# Magnetic Insulated Nutdrivers



## knowshorts (Jan 9, 2009)

Does anyone make them? I've checked the Klein, Wiha, and Cementex websites and cant seem to find anyone who makes them. Specifically looking for a 5/16 magnetic tip insulated nutdriver.


----------



## gilbequick (Oct 6, 2007)

Klein makes them (or did at one time very recently), in all sizes. Be careful though, if you get something in the end shallow enough that it doesn't stick out good GRIEF you're in for a treat trying to get that SOB out.


----------



## mattsilkwood (Sep 21, 2008)

Sounds like you are putting in cutler hammer breakers.


----------



## knowshorts (Jan 9, 2009)

Got a part number? 

I was thinking back a few years ago. Was installing a 277 volt breaker. Breaker screw was loose fitting like the Seimens BL series. Screw was a combo type. Taped screw to 10 in 1. Tightened screw and bit pulled out of 10 in 1. Left dangling. Very little insulation material between phases. Tried to retrieve bit with needle nose, but it was worse than a real life game of Operation. Couldn't get the balls to stick it in, so I eventually shut down the whole panel.


----------



## william1978 (Sep 21, 2008)

I got the 5/16 and 1/4 and I love them. I have not had any problems with mine yet and have had them for about 5 years.


----------



## william1978 (Sep 21, 2008)

mattsilkwood said:


> Sounds like you are putting in cutler hammer breakers.


 That what I thought also. The 5/16 is perfect for installing breakers in a Cutler Hammer panel.


----------



## Toronto Sparky (Apr 12, 2009)

Why not just use one of those screw drivers with the 1/4" drive and put a 5/16 tip in it?


----------



## william1978 (Sep 21, 2008)

Toronto Sparky said:


> Why not just use one of those screw drivers with the 1/4" drive and put a 5/16 tip in it?
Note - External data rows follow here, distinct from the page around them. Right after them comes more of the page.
PR #279, opened 2025-03-27
 #274: Created AuditQueryHandler

### LINKED ISSUE #274: Audit Log: Create QueryHandler

ckunki:
Closes #274

### DIFF
--- a/exasol/analytics/audit/audit.py
+++ b/exasol/analytics/audit/audit.py
@@ -218,3 +218,12 @@ class AuditTable(Table):
             db_object_name=self.name,
             db_operation_type=DbOperationType.INSERT,
         )
+
+    @property
+    def create_query(self) -> ModifyQuery:
+        return ModifyQuery(
+            query_string=self.create_statement,
+            db_object_type=DbObjectType.TABLE,
+            db_object_name=self.name,
+            db_operation_type=DbOperationType.INSERT,
+        )
--- a/exasol/analytics/audit/audit_query_handler.py
+++ b/exasol/analytics/audit/audit_query_handler.py
@@ -1,0 +1,137 @@
+from __future__ import annotations
+from enum import Enum
+from typing import (
+    Callable,
+    Generic,
+    Iterator,
+    Optional,
+    TypeVar,
+    TypeAlias,
+    Union,
+    cast,
+)
+from dataclasses import dataclass
+from pydantic import BaseModel
+
+from exasol.analytics.query_handler.graph.stage.sql.sql_stage_graph import SQLStageGraph
+from exasol.analytics.query_handler.query.result.interface import QueryResult
+from exasol.analytics.query_handler.query_handler import QueryHandler
+from exasol.analytics.query_handler.result import (
+    Continue,
+    Finish,
+)
+from exasol.analytics.query_handler.query.interface import Query
+from exasol.analytics.query_handler.query.select import AuditQuery
+from exasol.analytics.audit.audit import AuditTable
+from exasol.analytics.query_handler.query.select import SelectQueryWithColumnDefinition
+from exasol.analytics.query_handler.context.scope import ScopeQueryHandlerContext
+
+class Phase(Enum):
+    MAIN = 2
+    RUN_FINAL_AUDIT_QUERY = 3
+    FINISHED = 4
+
+
+ResultType = TypeVar("ResultType")
+ParameterType = TypeVar("ParameterType")
+ContinueOrFinish: TypeAlias = Union[Continue, Finish[ResultType]]
+
+
+class IllegalMethodCallError(RuntimeError):
+    """
+    The application framework logic called a method that was not intended
+    to be called, e.g. ``IdentityQueryHandler.handle_query_result()``.
+    """
+
+
+@dataclass
+class Child(Generic[ResultType]):
+    context: ScopeQueryHandlerContext
+    query_handler: QueryHandler
+    result: ResultType | None
+
+
+class AuditQueryHandler(QueryHandler[ParameterType, ResultType]):
+    """
+    Use the specified factory (e.g. :class:`OrchestratorQueryHandler`) to
+    instantiate a query handler and augment the queries returned by it for
+    creating Audit Log entries.
+    """
+    def __init__(
+        self,
+        parameter: ParameterType,
+        context: ScopeQueryHandlerContext,
+        query_handler_factory: Callable[
+            [ParameterType, ScopeQueryHandlerContext],
+            QueryHandler[ParameterType, ResultType],
+        ],
+
+    ):
+        super().__init__(parameter, context)
+        self._phase = Phase.MAIN
+        self._audit_table: Optional[AuditTable] = None
+
+        child_context = context.get_child_query_handler_context()
+        query_handler = query_handler_factory(parameter, child_context)
+        self._child = Child[ResultType](child_context, query_handler, None)
+
+    def start(self) -> ContinueOrFinish:
+        action = self._child.query_handler.start()
+        return self._handle_action(action)
+
+    def handle_query_result(self, query_result: QueryResult) -> ContinueOrFinish:
+        if self._phase == Phase.MAIN:
+            action = self._child.query_handler.handle_query_result(query_result)
+            return self._handle_action(action)
+        elif self._phase == Phase.RUN_FINAL_AUDIT_QUERY:
+            self._phase = Phase.FINISHED
+            return Finish(result=self._child.result, audit_query=None)
+        else:
+            raise IllegalMethodCallError(
+                f"Method {type(self).__name__}.handle_query_result()"
+                f" has been called in phase {self._phase.name}."
+            )
+
+    def _handle_action(self, action: ContinueOrFinish) -> ContinueOrFinish:
+        if isinstance(action, Continue):
+            caction = cast(Continue, action)
+            return Continue(
+                query_list=self._augmented(caction.query_list),
+                input_query=caction.input_query,
+            )
+        elif isinstance(action, Finish):
+            self._child.context.release()
+            if action.audit_query:
+                self._child.result = action.result
+                self._phase = Phase.RUN_FINAL_AUDIT_QUERY
+                return self._final_continue(action.audit_query)
+            else:
+                self._phase = Phase.FINISHED
+                return action
+        else:
+            raise RuntimeError(f"Unknown action type {type(action)}")
+
+    def _final_continue(self, audit_query: AuditQuery) -> Continue:
+        """
+        Create Continue for excecuting the final AuditQuery.
+        """
+        input_query = SelectQueryWithColumnDefinition(
+            query_string="SELECT 1",
+            output_columns=[],
+        )
+        return Continue(
+            query_list=self._augmented([audit_query]),
+            input_query=input_query,
+        )
+
+    def _augmented(self, queries: list[Query]) -> list[Query]:
+        def generate() -> Iterator[Query]:
+            if self._audit_table is None:
+                self._audit_table = AuditTable(
+                    db_schema="<TBD>",
+                    table_name_prefix="<TBD>",
+                    additional_columns=[], # TBD
+                )
+                yield self._audit_table.create_query
+            yield from self._audit_table.augment(iter(queries))
+        return list(generate())
--- a/doc/changes/unreleased.md
+++ b/doc/changes/unreleased.md
@@ -6,6 +6,7 @@
 * #273: Enhanced AuditTable to set `RUN_ID`
 * #276: Added support for column type `HASHTYPE`
 * #277: Added `DELETE` to `DbOperationType`
+* #274: Created `AuditQueryHandler`
 
 ## Refactorings
 


exasol/analytics/audit/audit_query_handler.py
```diff
@@ -0,0 +1,143 @@
...
+                return action
+        else:
+            raise RuntimeError(f"Unknown action type {type(action)}")
+
+    def _final_continue(self, audit_query: AuditQuery) -> Continue:
+        """
+        Create Continue for excecuting the final AuditQuery.
+        """
+        input_query = SelectQueryWithColumnDefinition(
+            query_string="SELECT 1",
```
tkilias, line 124: cast decimal

exasol/analytics/audit/audit_query_handler.py
```diff
@@ -0,0 +1,143 @@
...
+            output_columns=[],
```
tkilias, line 125: return column decimal(1,0)

exasol/analytics/audit/audit_query_handler.py
```diff
@@ -0,0 +1,143 @@
...
+class AuditQueryHandler(QueryHandler[ParameterType, ResultType]):
+    """
+    Use the specified factory (e.g. :class:`OrchestratorQueryHandler`) to
+    instantiate a query handler and augment the queries returned by it for
+    creating Audit Log entries.
+    """
+
+    def __init__(
+        self,
+        parameter: ParameterType,
```
tkilias, line 68: class AuditQueryHandlerParameter[ParameterType]:

child_parameter:ParameterType
db_schema
table_prefix

tkilias: Theoretical the factory could contain the parameter which would make the parameter object easier

tkilias: Alternative, we don't have AuditQueryHandlerParameter, but we have functions as parameters, that extract db_schema and table_prefix from whatever Parameter we got

ckunki: See last push

exasol/analytics/audit/audit_query_handler.py
```diff
@@ -0,0 +1,143 @@
...
+        context: ScopeQueryHandlerContext,
```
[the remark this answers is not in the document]
ckunki: See last push

exasol/analytics/audit/audit_query_handler.py
ckunki: See last push

exasol/analytics/audit/audit.py
```diff
@@ -225,5 +225,5 @@ def create_query(self) -> ModifyQuery:
             query_string=self.create_statement,
             db_object_type=DbObjectType.TABLE,
             db_object_name=self.name,
-            db_operation_type=DbOperationType.INSERT,
+            db_operation_type=DbOperationType.CREATE_IF_NOT_EXISTS,
```
tkilias, line 228: if the audit table doesn't exist and you try to log the creation this will fail. We need to set audit ot false.

exasol/analytics/audit/audit_query_handler.py
```diff
@@ -71,20 +82,29 @@ def __init__(
             [ParameterType, ScopeQueryHandlerContext],
             QueryHandler[ParameterType, ResultType],
         ],
+        schema_getter: Callable[[ParameterType], str],
+        table_name_prefix_getter: Callable[[ParameterType], str],
+        additional_columns_provider: Callable[
```
tkilias, line 87: The additional columns are static and don't depend on the Parameter, they only depend on the caller of this constructor.

exasol/analytics/audit/audit_query_handler.py
```diff
@@ -121,8 +141,8 @@ def _final_continue(self, audit_query: AuditQuery) -> Continue:
         Create Continue for excecuting the final AuditQuery.
         """
         input_query = SelectQueryWithColumnDefinition(
-            query_string="SELECT 1",
-            output_columns=[],
+            query_string="SELECT 1 as DUMMY_COLUMN",
```
tkilias, line 144:
```suggestion
            query_string="SELECT CAST(1 as DECIMAL(1,0)) as DUMMY_COLUMN",
```

exasol/analytics/audit/audit_query_handler.py
```diff
@@ -121,8 +141,8 @@ def _final_continue(self, audit_query: AuditQuery) -> Continue:
...
+            output_columns=[decimal_column("DUMMY_COLUMN", precision=10)],
```
tkilias, line 145:
```suggestion
            output_columns=[decimal_column("DUMMY_COLUMN", precision=1, scale=0)],
```

exasol/analytics/schema/table.py
```diff
@@ -17,10 +17,8 @@ def __init__(self, name: TableName, columns: List[Column]):
...
         columns = ",\n  ".join(c.for_create for c in self.columns)
-        return cleandoc(
-            f"""
-            CREATE TABLE IF NOT EXISTS {self.name.fully_qualified} (
-              {columns}
-            )
-            """
+        return (
+            f"CREATE TABLE IF NOT EXISTS {self.name.fully_qualified} (\n"
+            f"  {columns}\n"
```
tkilias, line 22: the indentation only works for the first column

exasol/analytics/schema/table.py
```diff
@@ -17,10 +17,8 @@ def __init__(self, name: TableName, columns: List[Column]):
...
+            ")"
```
tkilias, line 23: I would suggest, to  concat the columns only with `,\n` and use [textwrap.indent](https://docs.python.org/3/library/textwrap.html#textwrap.indent)

tests/unit_tests/audit_log/test_audit_query_handler.py
```diff
@@ -0,0 +1,127 @@
...
+def test_constructor() -> None:
+    child = Mock()
+    testee = create_audit_query_handler(child)
+    audit_table = testee._audit_table
+    assert audit_table.name == AUDIT_TABLE_NAME
+    assert '"DDD" DECIMAL(9,0)' in [c.for_create for c in audit_table.columns]
+    assert child == testee._child.query_handler
+
+
+def test_start_finish():
```
tkilias, line 84: from here you should use the PythonQueryHandlerRunner with MockSQLExecutor, because it simulates the environment your QueryHandler runs in way better.

tests/unit_tests/audit_log/test_audit_query_handler.py
```diff
@@ -0,0 +1,127 @@
...
+        return [decimal_column("DDD", precision=9)]
+
+    parameter = MyParameterType(
+        db_schema="SSS",
+        table_name_prefix=AUDIT_TABLE_NAME_PREFIX,
+    )
+    return AuditQueryHandler(
+        parameter=parameter,
+        context=Mock(),
+        query_handler_factory=Mock(return_value=child),
```
tkilias, line 68: not sure, if using a Mock here is useful, because you don't use the Mock for testing. A lambda or internal function would do the job too

tests/unit_tests/audit_log/test_audit_query_handler.py
tkilias, line 84: From here, you should use the PythonQueryHandlerRunner, because it simulates the environment you are running better.

tkilias, line 84:
```suggestion
def test_start_finish_without_audit_query():
```

tests/unit_tests/audit_log/test_audit_query_handler.py
```diff
@@ -0,0 +1,127 @@
...
+
+def continue_action(query_list: list[Query]) -> Continue:
+    input_query = SelectQueryWithColumnDefinition(
+        query_string="SELECT 1 as DUMMY_COLUMN",
+        output_columns=[decimal_column("DUMMY_COLUMN", precision=10)],
+    )
+    return Continue(query_list=query_list, input_query=input_query)
+
+
+def test_start_continue_finish():
```
tkilias, line 99:
```suggestion
def test_start_continue_with_audit_query_finish_without_audit_query():
```

tests/unit_tests/audit_log/test_audit_query_handler.py
tkilias: Additional to these tests, you should also add tests with PythonQueryHandlerRunner, because it simulates better the restriction of the system, aka the column definition match for the return_query of the Continue.

tests/unit_tests/audit_log/test_audit_query_handler.py
```diff
@@ -0,0 +1,127 @@
...
+        expected_query(AUDIT_TABLE_NAME, DbOperationType.CREATE_IF_NOT_EXISTS),
+        expected_query(AUDIT_TABLE_NAME),
+        expected_query(query.db_object_name, query.db_operation_type),
+        expected_query(AUDIT_TABLE_NAME),
+    ]
+
+    testee = create_audit_query_handler(child)
+    action_1 = testee.start()
+    for expected, actual in zip(expected_queries, action_1.query_list):
+        assert_queries_match(expected, actual, QueryStringCriterion.STARTS_WITH)
```
tkilias, line 125: why don't you use `assert expected.startswith(actual)`

tests/utils/audit_table_utils.py
```diff
@@ -67,3 +73,40 @@ def create_insert_query(
...
+    }
+    return ModifyQuery(
+        query_string=query_strings[db_operation_type],
+        db_object_type=DbObjectType.TABLE,
+        db_object_name=table_name,
+        db_operation_type=db_operation_type,
+    )
+
+
+def assert_queries_match(
```
tkilias, line 99: Did you register this as pytest custom assert? Alternative, I would suggest, either rewrite it as MatcherObject or register it as custom assert.

tkilias: https://lorepirri.com/pytest-register-assert-rewrite.html
https://docs.pytest.org/en/7.1.x/reference/reference.html?highlight=pytest%20register_assert_rewrite#pytest.register_assert_rewrite
https://docs.pytest.org/en/7.1.x/how-to/assert.html?highlight=pytest%20register_assert_rewrite#assertion-introspection-details

exasol/analytics/audit/audit.py
ckunki: This is probably a misunderstanding. 
The create-statement for the Audit Table itself is never meant to be logged to the Audit Table.

The implementation of the `AuditQueryHandler` therefore does not (and should never) pass this query to `AudiTable.augment()`. Additionally, attribute `audit` to the constructor is set to the default value `False`.

exasol/analytics/audit/audit_query_handler.py
ckunki: see next push - I applied this change manually to avoid merge conflicts.

exasol/analytics/audit/audit_query_handler.py
ckunki: See next push.

exasol/analytics/audit/audit_query_handler.py
ckunki: Ah ok - see next push.

exasol/analytics/schema/table.py
ckunki: Ah - thanks. Great. 
See next push.

tests/unit_tests/audit_log/test_audit_query_handler.py
ckunki: `Mock()` requires the least amount of code, here. 
Also, the constructor will call `context.get_child_query_handler_context()`. 
So, an internal function or lambda is not sufficient from my perspective. 

Please correct me if I'm wrong.

ckunki: See next push.

tests/unit_tests/audit_log/test_with_python_runner.py
```diff
@@ -0,0 +1,109 @@
...
+    def start(self) -> Union[Continue, Finish[SampleOutput]]:
+        return Finish[SampleOutput](SampleOutput(self._parameter))
+
+    def handle_query_result(
+        self, query_result: QueryResult
+    ) -> Union[Continue, Finish[SampleOutput]]:
+        pass
+
+
+@contextlib.contextmanager
```
tkilias, line 64: why do you need a contextmanager, you are creating a function that doesn't use any resources

tests/unit_tests/query_handler_runner/test_python_query_handler_runner.py
```diff
@@ -393,12 +353,7 @@ def test_continue_query_list(aaf_pytest_db_schema, prefix, context_mock):
             """,
             MockResultSet(
                 rows=[(1,)],
-                columns=[
-                    Column(
-                        ColumnName("a"),
-                        ColumnType(name="DECIMAL", precision=1, scale=0),
-                    )
-                ],
+                columns=[decimal_column("a", precision=1, scale=0)],
```
tkilias, line 356: There was the urge too large simplify this, I guess

exasol/analytics/sql_executor/testing/mock_sql_executor.py
```diff
@@ -62,3 +62,19 @@ def execute(self, actual_query: str) -> ResultSet:
                 return next_expected_query.mock_result_set
             except StopIteration as e:
                 raise RuntimeError(f"No result set found for query {actual_query}")
+
+
+def expect_query(template: str, result_set=MockResultSet()):
```
tkilias, line 67: nice, this way we can it also use in other projects

exasol/analytics/audit/audit.py
```diff
@@ -42,14 +42,20 @@ def base_column_values(
     return {c.name.name: v for c, v in columns.items()}
 
 
+def uid_tester():
```
tkilias, line 45: I guess this is a leftover

tests/unit_tests/audit_log/test_with_python_runner.py
```diff
@@ -20,51 +18,59 @@
...
+    def start(self) -> Continue | Finish:
+        query = create_insert_query(TableNameImpl("T", SchemaName("S2")), audit=True)
+        return continue_action([query])
 
-    def handle_query_result(
-        self, query_result: QueryResult
-    ) -> Union[Continue, Finish[SampleOutput]]:
-        pass
+    def handle_query_result(self, result: QueryResult) -> Continue | Finish:
+        event_attributes = '{"c": 456}'
```
tkilias, line 66: maybe, we should have another round with a continue and an audit query here

tests/unit_tests/audit_log/test_with_python_runner.py
```diff
@@ -77,33 +83,160 @@ def factory(
...
+            FROM {view_fq};
+            """,
+            MockResultSet(rows=[(1,)], columns=[column]),
+        ),
+        expect_query(f"DROP VIEW IF EXISTS {view_fq};"),
+    ]
+
+
+@patch("exasol.analytics.audit.audit.uuid.uuid4")
+@patch("exasol.analytics.query_handler.query.select.uuid.uuid4")
```
tkilias, line 177: where does this come from? Is this from the log span?

tests/unit_tests/audit_log/test_with_python_runner.py
```diff
@@ -77,33 +83,160 @@ def factory(
...
-            top_level_query_handler_context=context_mock,
-            parameter=sample,
-            query_handler_factory=factory,
-        )
-        output = runner.run()
-    assert output.result == sample
+        prefix,
+        expect_query(""),
+        expect_query(""),
+    )
```
tkilias, line 186: I guess this is a leftover

tests/unit_tests/audit_log/test_with_python_runner.py
```diff
@@ -77,33 +83,160 @@ def factory(
...
+    audit_table = AuditTable(aaf_pytest_db_schema, prefix, run_id=Mock())
```
tkilias, line 187: you are mixing the prefix for tmp db objects with the table_prefix for the audit log, that is usually not a good idea. From the usage, you can probably use an arbitrary string for the table_prefix,

tests/unit_tests/audit_log/test_with_python_runner.py
```diff
@@ -127,16 +134,16 @@ def count_rows(event_name: str) -> list[str, MockResultSet]:
...
+              '{other_table.name}',
+              '{other_table.schema_name.name}',
               'TABLE',
               '{{{{"a": 123, "b": "value"}}}}',
               '{event_name}',
-              'UUID-2-2',
+              '{log_span_id}',
               'INSERT',
-              'UUID-2-1'\u0020
+              'RUN_ID_2'\u0020
```
tkilias, line 146: How does it come that we need \u0020 at the end

tkilias (approved):

tests/unit_tests/audit_log/test_with_python_runner.py
ckunki: Oh.
Long story.
It's rooted in method
[_insert_statement()](https://github.com/exasol/advanced-analytics-framework/blob/dccd31f905b7348a8ff3e7b1290488b331c2c24a/exasol/analytics/audit/audit.py#L220-L225) of `AuditTable`, currenty, implemented like this
```python
query_string=(
    f"INSERT INTO {self.name.fully_qualified} (\n"
    f"  {insert_statement.columns}\n"
    ") SELECT\n"
    f"  {insert_statement.values} {suffix}"
),
```

Previously, the suffix had been following directly the `insert_statement.values`, without space:
```python
    f"  {insert_statement.values}{suffix}"
```

The previous implementation requires the suffix (if not empty) to start with whitespace to separate its SQL from the `insert_statement.values`, which @ahsimb filed a review finding for.
So I agreed to insert the space in the f-string. But this, of course, impacts the tests with empty suffix to always add a space character at the end of each expected statement. Which IMHO is ugly and error-prone from a tests perspective.
And as `cleandoc()` will remove whitespace at eol (but also for readers and to avoid editors removing whitespace at eol, the space even needs to be specified as a unicode.

Please consider, that `_insert_statement()` is only an internal method in `AuditTable`.

In summary I see the following alternatives with the resp. disadvantages on production and testing code:

| ID | Alternative | Production code | Testing code and expectations |
|----|-------------|--------------|--------------|
| A1 | leave as it is | &#x2705; | ugly, error-prone |
| A2 | revert to the previous state | error if suffix is not empty, but does not start with whitespace | &#x2705; |
| A3 | prepend a space in `_insert_statement()` before suffix, only if suffix is not empty | (additional code) | &#x2705; |

ckunki (commented):
See comments

tkilias (approved):

tkilias (approved):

 I have done that, but that 5/16 chuck is just another piece that could fall off and I would not want that in a hot panel.


----------



## william1978 (Sep 21, 2008)

knowshorts said:


> Does anyone make them? I've checked the Klein, Wiha, and Cementex websites and cant seem to find anyone who makes them. Specifically looking for a 5/16 magnetic tip insulated nutdriver.


Here you go.http://lmgtfy.com/?q=Magnetic+Insulated+Nutdrivers


----------



## william1978 (Sep 21, 2008)

Here is the whole set insulated. Kinda expensive, but if you need them you need them. http://www.mytoolstore.com/klein/kln08.html


----------



## knowshorts (Jan 9, 2009)

Maybe you guys are misunderstanding me. I'm looking for a magnetic tip nutdriver that is insulated. Not cushion gripped, but rated at 1000 volts.


----------



## oldtimer (Jun 10, 2010)

knowshorts said:


> Maybe you guys are misunderstanding me. I'm looking for a magnetic tip nutdriver that is insulated. Not cushion gripped, but rated at 1000 volts.


 It might be my imagination, but I always thought that magnetic screwdrivers etc, seem to pull toward live bus. Is it just imagination ?? :blink:


----------



## william1978 (Sep 21, 2008)

knowshorts said:


> Maybe you guys are misunderstanding me. I'm looking for a magnetic tip nutdriver that is insulated. Not cushion gripped, but rated at 1000 volts.


This was found on the link on post #10. http://www.mytoolstore.com/klein/33523.html

All you had to do with both of the links I give you was look and read just a little bit to find what you are looking for. At this moment I don't know if you should be in hot panels.


----------



## knowshorts (Jan 9, 2009)

william1978 said:


> This was found on the link on post #10. http://www.mytoolstore.com/klein/33523.html
> 
> All you had to do with both of the links I give you was look and read just a little bit to find what you are looking for. At this moment I don't know if you should be in hot panels.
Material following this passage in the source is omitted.